*ASSIGNMENT*.
Work out how many lines in the listing below carry the word "prepareSampleBuffer". Give that number alone.

::::::

PR #4250, opened 2020-06-06
Fix: Resizing buffer in audio callback causes mumble to crash

### LINKED ISSUE #4259: Stereo sample playback glitch
Looks like #4250 solved the crashing problem, but @Reikion still reported that the audio sound is glitchy.

I start this issue just want to see how many people encounter this problem, so we can have an idea about what platforms is influenced.

In addition, just to facilitate debugging, I create a patch that can dump all decoded audio samples directly from our buffer. https://gist.github.com/TerryGeng/432a75f520f28b3e3daf1df830772159

Please use `git apply` to apply this patch on the head of #4250.

The file name includes the sample rate and stereo/mono. The sample is in the 32-bit IEEE float format. It can be opened with Adobe Audition or Audacity. FFmpeg also has a decoder `f32le ` to deal with it: 
`ffmpeg -f f32le -ar 44100 -ac 1 -i input_filename.raw output.wav` 
where `ar` is the sample rate and `ac` is 1 for mono, 2 for stereo.

I believe these samples would provide more details about this bug.

TerryGeng:
Thank @Reikion for bringing this up :).

After the stereo support is added, mumble would crash when trying to play stereo samples (customized message alert sound, etc) on some Linux distribution using PulseAudio.

According to the backtrace, I learn that this crash is caused by resizing a buffer inside prepareSampleBuffer, which is invoked by our output audio callback function mix().

```
#0  0x00007f1a10782355 in raise () from /usr/lib/libc.so.6
#1  0x00007f1a1076b853 in abort () from /usr/lib/libc.so.6
#2  0x00007f1a107c5878 in __libc_message () from /usr/lib/libc.so.6
#3  0x00007f1a107ccd3a in malloc_printerr () from /usr/lib/libc.so.6
#4  0x00007f1a107d0417 in _int_malloc () from /usr/lib/libc.so.6
#5  0x00007f1a107d15a9 in malloc () from /usr/lib/libc.so.6
#6  0x00007f1a10b1152a in operator new (sz=0x3e38) at /build/gcc/src/gcc/libstdc++-v3/libsupc++/new_op.cc:50
#7  0x000055df7d4480ab in AudioOutputUser::resizeBuffer (this=0x55df7f7c4060, newsize=0xf8e) at ../../../../mumble/src/mumble/AudioOutputUser.cpp:22
#8  0x000055df7d44541c in AudioOutputSample::prepareSampleBuffer (this=0x55df7f7c4060, frameCount=0x52f) at ../../../../mumble/src/mumble/AudioOutputSample.cpp:229
#9  0x000055df7d44005d in AudioOutput::mix (this=0x55df7f75fa60, outbuff=0x7f1a06418f70, frameCount=0x52f) at ../../../../mumble/src/mumble/AudioOutput.cpp:405
#10 0x000055df7d5ed0b7 in PulseAudioSystem::write_callback (s=0x7f19f4012970, bytes=0x2978, userdata=0x55df7eb24bd0) at ../../../../mumble/src/mumble/PulseAudio.cpp:613
```

Actually, allocating memory in the callback function may cause problems. In PortAudio's documentation, it writes

> Before we begin, it's important to realize that the callback is a delicate place. This is because **some systems perform the callback in a special thread, or interrupt handler, and it is rarely treated the same as the rest of your code**. For most modern systems, you won't be able to cause crashes by making disallowed calls in the callback, but if you want your code to produce glitch-free audio, you will have to make sure **you avoid function calls that may take an unbounded amount of time to execute. Exactly what these are depend on your platform but almost certainly include the following: memory allocation/deallocation**, I/O (including file I/O as well as console I/O, such as printf()), context switching (such as exec() or yield()), mutex operations, or anything else that might rely on the OS.

Interestingly, mumble has been doing this kind of memory allocating for decades, but not until today did it crash once. I have no idea about how PulseAudio is implemented, therefore am not able to provide more insights.

In this PR, I try to assign a big enough buffer when initializing AudioOutputUser, which is done in the ServerHandler thread, to avoid resizing this buffer on the fly. But the approach to determine the "big enough" size varies among different audio backends. Currently, I have done this to PulseAudio and CoreAudio.

I think as long as mumbe doesn't crash on other platforms, we don't have to take further measures. But I don't have a Linux environment at hand, and I guess this problem doesn't happen on all Linux platforms. So I'd like to invite @Reikion to have a test. :P 

Close #4259.

### DIFF
--- a/src/mumble/AudioOutputSpeech.cpp
+++ b/src/mumble/AudioOutputSpeech.cpp
@@ -26,7 +26,7 @@
 #include "Utils.h"
 #include "SpeechFlags.h"
 
-AudioOutputSpeech::AudioOutputSpeech(ClientUser *user, unsigned int freq, MessageHandler::UDPMessageType type) : AudioOutputUser(user->qsName) {
+AudioOutputSpeech::AudioOutputSpeech(ClientUser *user, unsigned int freq, MessageHandler::UDPMessageType type, unsigned int systemMaxBufferSize) : AudioOutputUser(user->qsName) {
 	int err;
 	p = user;
 	umtType = type;
@@ -51,7 +51,6 @@ AudioOutputSpeech::AudioOutputSpeech(ClientUser *user, unsigned int freq, Messag
 	// opus supports frames with: 2.5, 5, 10, 20, 40 or 60 ms of audio data.
 	// sample rate / 100 means 10ms mono audio data per frame.
 	iFrameSizePerChannel = iFrameSize = iSampleRate / 100; // for mono stream
-	iAudioBufferSize = iFrameSize * 12; // used to store decoded pcm data. is it too big for 4-bytes float?
 
 	if (umtType == MessageHandler::UDPVoiceOpus) {
 #ifdef USE_OPUS
@@ -75,12 +74,33 @@ AudioOutputSpeech::AudioOutputSpeech(ClientUser *user, unsigned int freq, Messag
 		iAudioBufferSize = iFrameSize;
 	}
 
+	// iAudioBufferSize: size (in unit of float) of the buffer used to store decoded pcm data.
+	// For opus, the maximum frame size of a packet is 60ms.
+	iAudioBufferSize = iSampleRate * 60 / 1000; // = SampleRate * 60ms = 48000Hz * 0.06s = 2880, ~12KB
+
+	// iBufferSize: size of the buffer to store the resampled audio data.
+	// Note that the number of samples in each opus packet can be different from the number of samples the system
+	// requests from us each time (this is known as the system's audio buffer size).
+	// For example, the maximum size of an opus packet can be 60ms, but the system's audio buffer size is typically
+	// ~5ms on my laptop.
+	// Whenever the system's audio callback is called, we have two choice:
+	//  1. Decode a new opus packet. Then we need a buffer to store unused samples (which don't fit in the system's buffer),
+	//  2. Use unused samples from the buffer (remaining from the last decoded frame).
+	// How large should this buffer be? Consider the case in which remaining samples in the buffer can not fill
+	// the system's audio buffer. In that case, we need to decode a new opus packet. In the worst case, the buffer size
+	// needed is
+	//    60ms of new decoded audio data + system's buffer size - 1.
 	iOutputSize = static_cast<unsigned int>(ceilf(static_cast<float>(iAudioBufferSize * iMixerFreq) / static_cast<float>(iSampleRate)));
+	iBufferSize = iOutputSize + systemMaxBufferSize; // -1 has been rounded up
+
 	if (bStereo) {
-		iAudioBufferSize *= 2; // * 2 for stereo to get 10ms per frame
+		iAudioBufferSize *= 2;
 		iOutputSize *= 2;
+		iBufferSize *= 2;
 		iFrameSize *= 2;
 	}
+
+	pfBuffer = new float[iBufferSize];
 
 	srs = nullptr;
 	fResamplerBuffer = nullptr;
@@ -222,6 +242,9 @@ bool AudioOutputSpeech::prepareSampleBuffer(unsigned int frameCount) {
 	while (iBufferFilled < sampleCount) {
 		int decodedSamples = iFrameSize;
 		resizeBuffer(iBufferFilled + iOutputSize);
+		// TODO: allocating memory in the audio callback will crash mumble in some cases.
+		//       we need to initialize the buffer with an appropriate size when initializing
+		//       this class. See #4250.
 
 		pOut = (srs) ? fResamplerBuffer : (pfBuffer + iBufferFilled);
 
--- a/src/mumble/AudioOutputUser.cpp
+++ b/src/mumble/AudioOutputUser.cpp
@@ -6,10 +6,6 @@
 #include "AudioOutputUser.h"
 
 AudioOutputUser::AudioOutputUser(const QString& name) : qsName(name) {
-	iBufferSize = 0;
-	pfBuffer = nullptr;
-	pfVolume = nullptr;
-	fPos[0]=fPos[1]=fPos[2]=0.0;
 }
 
 AudioOutputUser::~AudioOutputUser() {
--- a/src/mumble/AudioOutputUser.h
+++ b/src/mumble/AudioOutputUser.h
@@ -14,14 +14,20 @@ class AudioOutputUser : public QObject {
 		Q_DISABLE_COPY(AudioOutputUser)
 	protected:
 		unsigned int iBufferSize;
+
+		/// Used to resize the buffer.
+		/// WARNING:
+		///          Audio callback is a dedicated place that can be executed
+		///          in a special thread or interrupt handler. Allocating
+		///          memory will probably crash the program!
 		void resizeBuffer(unsigned int newsize);
 	public:
 		AudioOutputUser(const QString& name);
 		~AudioOutputUser() Q_DECL_OVERRIDE;
 		const QString qsName;
-		float *pfBuffer;
-		float *pfVolume;
-		float fPos[3];
+		float *pfBuffer = nullptr;
+		float *pfVolume = nullptr;
+		float fPos[3] = {0.0, 0.0, 0.0};
 		bool bStereo;
 		virtual bool prepareSampleBuffer(unsigned int snum) = 0;
 };
--- a/src/mumble/CoreAudio.cpp
+++ b/src/mumble/CoreAudio.cpp
@@ -575,6 +575,7 @@ CoreAudioOutput::CoreAudioOutput() {
 	if (err != noErr) {
 		qWarning("CoreAudioOutput: Unable to query for allowed buffer size ranges.");
 	} else {
+		setBufferSize(range.mMaximum);
 		qWarning("CoreAudioOutput: BufferFrameSizeRange = (%.2f, %.2f)", range.mMinimum, range.mMaximum);
 	}
 
--- a/src/mumble/AudioOutput.cpp
+++ b/src/mumble/AudioOutput.cpp
@@ -87,27 +87,6 @@ bool AudioOutputRegistrar::canExclusive() const {
 	return false;
 }
 
-AudioOutput::AudioOutput()
-	: fSpeakers(nullptr)
-	, fSpeakerVolume(nullptr)
-	, bSpeakerPositional(nullptr)
-	, fStereoPanningFactor(nullptr)
-
-	, eSampleFormat(SampleFloat)
-
-	, bRunning(true)
-
-	, iFrameSize(SAMPLE_RATE / 100)
-	, iMixerFreq(0)
-	, iChannels(0)
-	, iSampleSize(0)
-
-	, qrwlOutputs()
-	, qmOutputs() {
-
-	// Nothing
-}
-
 AudioOutput::~AudioOutput() {
 	bRunning = false;
 	wait();
@@ -196,7 +175,7 @@ void AudioOutput::addFrameToBuffer(ClientUser *user, const QByteArray &qbaPacket
 			return;
 
 		qrwlOutputs.lockForWrite();
-		aop = new AudioOutputSpeech(user, iMixerFreq, type);
+		aop = new AudioOutputSpeech(user, iMixerFreq, type, iBufferSize);
 		qmOutputs.replace(user, aop);
 	}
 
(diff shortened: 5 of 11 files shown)


src/mumble/AudioOutputSpeech.cpp
```diff
@@ -51,7 +51,7 @@ AudioOutputSpeech::AudioOutputSpeech(ClientUser *user, unsigned int freq, Messag
 	// opus supports frames with: 2.5, 5, 10, 20, 40 or 60 ms of audio data.
 	// sample rate / 100 means 10ms mono audio data per frame.
 	iFrameSizePerChannel = iFrameSize = iSampleRate / 100; // for mono stream
-	iAudioBufferSize = iFrameSize * 12; // used to store decoded pcm data. is it too big for 4-bytes float?
+	iAudioBufferSize = iFrameSize * 4; // used to store decoded pcm data. is it too big for 4-bytes float?
```
Krzmbrzl, line 54: What's the rational behind this change?
Also what does this number even mean? Is this the size of a float?

src/mumble/AudioOutputSpeech.cpp
```diff
@@ -221,7 +222,7 @@ bool AudioOutputSpeech::prepareSampleBuffer(unsigned int frameCount) {
 
 	while (iBufferFilled < sampleCount) {
 		int decodedSamples = iFrameSize;
-		resizeBuffer(iBufferFilled + iOutputSize);
+		resizeBuffer(iBufferFilled + iOutputSize); // TODO: problematic line.
```
Krzmbrzl, line 225: If this is indeed the problematic line, I'd suggest removing it entirely. Instead I think we should probably just log an error in this case (probably crash in debug mode) and then discarding everything that doesn't fit in the current buffer.

src/mumble/AudioOutputUser.cpp
```diff
@@ -5,11 +5,12 @@
...
 #include "AudioOutputUser.h"
 
-AudioOutputUser::AudioOutputUser(const QString& name) : qsName(name) {
-	iBufferSize = 0;
-	pfBuffer = nullptr;
-	pfVolume = nullptr;
-	fPos[0]=fPos[1]=fPos[2]=0.0;
+AudioOutputUser::AudioOutputUser(const QString& name, unsigned int bufferSize) : qsName(name) {
+	iBufferSize = bufferSize;
+	if (bufferSize > 0) {
```
Krzmbrzl, line 10: If the buffer size is `0`, then it doesn't make a whole lot sense to create this object, does it?

I'd remove the `if` and insert a `Q_ASSERT(bufferSize > 0)` instead.

src/mumble/AudioOutputUser.h
```diff
@@ -14,14 +14,20 @@ class AudioOutputUser : public QObject {
 		Q_DISABLE_COPY(AudioOutputUser)
 	protected:
 		unsigned int iBufferSize;
+
+		/// Used to resize the buffer.
+		/// WARNING:
+		///          Audio callback is a dedicated place that can be executed
+		///          in a special thread or interrupt handler. Allocating
+		///          memory will probably crash the program!
```
Krzmbrzl, line 22: I'd vote in for completely removing the ability to resize the buffer.

src/mumble/CoreAudio.cpp
```diff
@@ -37,7 +37,7 @@ class CoreAudioInit : public DeferInit {
 		CoreAudioInputRegistrar *cairReg;
 		CoreAudioOutputRegistrar *caorReg;
 	public:
-		CoreAudioInit() : cairReg(NULL), caorReg(NULL) {}
+		CoreAudioInit() : cairReg(nullptr), caorReg(nullptr) {}
```
Krzmbrzl, line 40: While I do appreciate that you are modernizing the code-base on-the-fly, these kind of changes should be in their own commit. (A single commit should only deal with one kind of change).
This facilitates reviews and makes commits more easily understandable if viewed sometime in the future.

src/mumble/AudioOutputSpeech.cpp
TerryGeng: Yes. float has a length of 4. I can't see any reason to make it 12.

src/mumble/AudioOutputSpeech.cpp
TerryGeng: While... It works on most of the platform, and it has been here for many years. This is the first time it crashes the mumble. I'm not really sure about the mechanism of this crashing, and I think I'd wait for the result from @Reikion. Currently, I assume it is only problematic on some platforms using PulseAudio, though I have no idea what exactly those platforms are. I think as long as this is not a problem in other OS, I can find a way to avoid executing this line if the backend is PulseAudio.

src/mumble/AudioOutputUser.cpp
TerryGeng: Ehhhh... Actually, if the buffer size is 0, it means that the buffer will not be initialized by the constructor, but being construct by the problematic line mentioned above. In the past, all buffers are allocated by that line, but this time I provide a way to initialize the buffer when constructing this object. Now I only made CoreAudio and PulseAudio work this way, therefore other audio backends still rely on the latter method to initialize the buffer.

src/mumble/AudioOutputUser.h
TerryGeng: Then I have to implement this construct-time initialization of the buffer for all audio backends. 🤔️  That would be a hard job since I'm only capable of testing these things with CoreAudio (since I'm a Mac user).

src/mumble/CoreAudio.cpp
TerryGeng: Roger that :).

TerryGeng:
Actually CoreAudio works fine. I can also just leave CoreAudio part untouched.

src/mumble/AudioOutputSpeech.cpp
Krzmbrzl: The factor was introduced in https://github.com/mumble-voip/mumble/commit/0a6aa0199391c5d01cc1a8d4725e01925ab02f2f

and the FIXME comment was introduced in https://github.com/mumble-voip/mumble/commit/7586a61226a5477ff1f6418f51acdab65fe093f4#diff-6342de3f25802c029b8d3f892cf0543cR397

But I still can't find where the number 12 is coming from :thinking: 

----

Some further investigation brought up this comment here:
https://github.com/mumble-voip/mumble/blob/6e12d3120e8d850531b5be8889cf7cf5fe4cdfb5/src/mumble/AudioOutputSpeech.cpp#L213-L215

It seems to have something to do with Opus and from that comment I take it that normal Opus uses something that's 12 bytes long :thinking:

I think it might be related to how `iFrameSize` is determined:
https://github.com/mumble-voip/mumble/blob/0a6aa0199391c5d01cc1a8d4725e01925ab02f2f/src/mumble/AudioOutputSpeech.cpp#L58-L60

How long (in bytes) is an Opus frame?

src/mumble/AudioOutputSpeech.cpp
Krzmbrzl: I consider that this is kinda similar to using undefined behavior in c++. It might work (for years) but if you're unlucky you'll find the situation in which you'll get the crash.

Thus **if possible** I think it'd be best to remove this line :thinking:

src/mumble/AudioOutputUser.cpp
Krzmbrzl: Ah okay - then I guess it depends on whether we're going to aim for removing the `resizeBuffer` function or not...

src/mumble/AudioOutputUser.h
Krzmbrzl: I guess we'll find testers for all major platforms :)

Krzmbrzl:
> Actually CoreAudio works fine. I can also just leave CoreAudio part untouched. But still, I consider initializing the buffer beforehand instead of resizing it on the fly a good merit :P.

Absolutely - but in that case it'd be best off in a separate commit :)

src/mumble/AudioOutputSpeech.cpp
TerryGeng: Ohhhh! Thanks for looking into the history!

Actually I read the code again and now I kinda understand what this 12 means. I read a line in Opus' documentation:

> To encode a frame, opus_encode() or opus_encode_float() must be called with exactly one frame (2.5, 5, 10, 20, 40 or 60 ms) of audio data.

in L346, this 12 * 10 ms is used to handle the max frame size 60ms, *2 for stereo data.

Now everything makes total sense for me.

And now I understand how large the buffer should be initialized. It should be not only the maximum buffer size supported by the system, but also need to be added by the size of 60ms stereo audio data.
`iBufferSize = iOutputSize + (system audio buffer upper bound)`

I will fix things up and document my findings today.

Krzmbrzl: I still don't understand it xD
Maybe I'll just wait for your documentation and see if this clarifies things ^^

L346 in which file? (if you go to the file on GitHub you can copy a permalink and if you insert that in your commit, it'll actually show a preview of the code-snippet)

TerryGeng:
I pushed the fixed commit, with some detailed comments explaining the magical 12.

That being said, I really hope @Reikion wouldn't crash after this fix. Otherwise what am I doing🤔️?

src/mumble/AudioOutputSpeech.cpp
```diff
@@ -75,13 +74,33 @@ AudioOutputSpeech::AudioOutputSpeech(ClientUser *user, unsigned int freq, Messag
...
+	// Note that the number samples in each opus packet can be different from the number of samples grabs away from
+	// the system audio play back every time (this is known as system's audio buffer size).
+	// For example, the maximum size of a opus packet can be 60ms, but the system's audio buffer size is typically
+	// ~5ms on my laptop.
+	// We decode opus packet when the system's audio callback is called. We have two choice:
+	//  1. Decode a frame. Then we need a buffer to store unused samples,
+	//  2. Decode no frame. Use unused samples from the buffer.
+	// How large this buffer should be? Consider the samples in the buffer can not fill the system's audio buffer, then
+	// we need to decode a new opus packet. In the worst case, the buffer size needed is
+	//    60ms of audio data + system's buffer size - 1.
```
Krzmbrzl, line 91:
```suggestion
	// Whenever the system's audio callback is called, we have two choices:
	//  1. Decode a new Opus frame. Then we need a buffer to store unused samples (which don' fit in the system's buffer)
	//  2. Use unused samples from the buffer (remaining from the last decoded frame)
	// How large should this buffer be? Consider the case in which the remaining samples in the buffer can not fill
	// the system's audio buffer. In that case we need to decode a new Opus frame. In the worst case, the buffer size needed is
	//    60ms of new audio data + system's buffer size - 1.
```

src/mumble/AudioOutputSpeech.cpp
```diff
@@ -75,13 +74,33 @@ AudioOutputSpeech::AudioOutputSpeech(ClientUser *user, unsigned int freq, Messag
 		iAudioBufferSize = iFrameSize;
 	}
 
+	// iAudioBufferSize: size (in unit of float) of the buffer used to store decoded pcm data. For opus, the maximum frame size of a packet is 60ms,
+	// which is 60ms.
+	iAudioBufferSize = iSampleRate / 100 * 6; // = 2880, ~20KB
```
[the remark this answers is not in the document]
TerryGeng: Hush! I don't want my diploma to be revoked. 😭️

TerryGeng:
Squashed commits. Rebased to master. Ready for merging.

That being said, for assigning the size of the buffer outside the callback, I have only done them on PulseAudio and CoreAudio. I'd like to see this PR merged ASAP since what @Reikion has reported is a severe bug and need to be addressed immediately, but I will keep working on other platforms later.

src/mumble/AudioOutputUser.cpp
```diff
@@ -19,6 +15,7 @@ AudioOutputUser::~AudioOutputUser() {
 
 void AudioOutputUser::resizeBuffer(unsigned int newsize) {
 	if (newsize > iBufferSize) {
+		qWarning("resize triggered, new size: %d", newsize); // TODO: remove before merge
```
davidebeatrici, line 18: ^

TerryGeng: My apologies.

davidebeatrici: No problem.

davidebeatrici:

::::::

*EXPECTED OUTPUT*.
5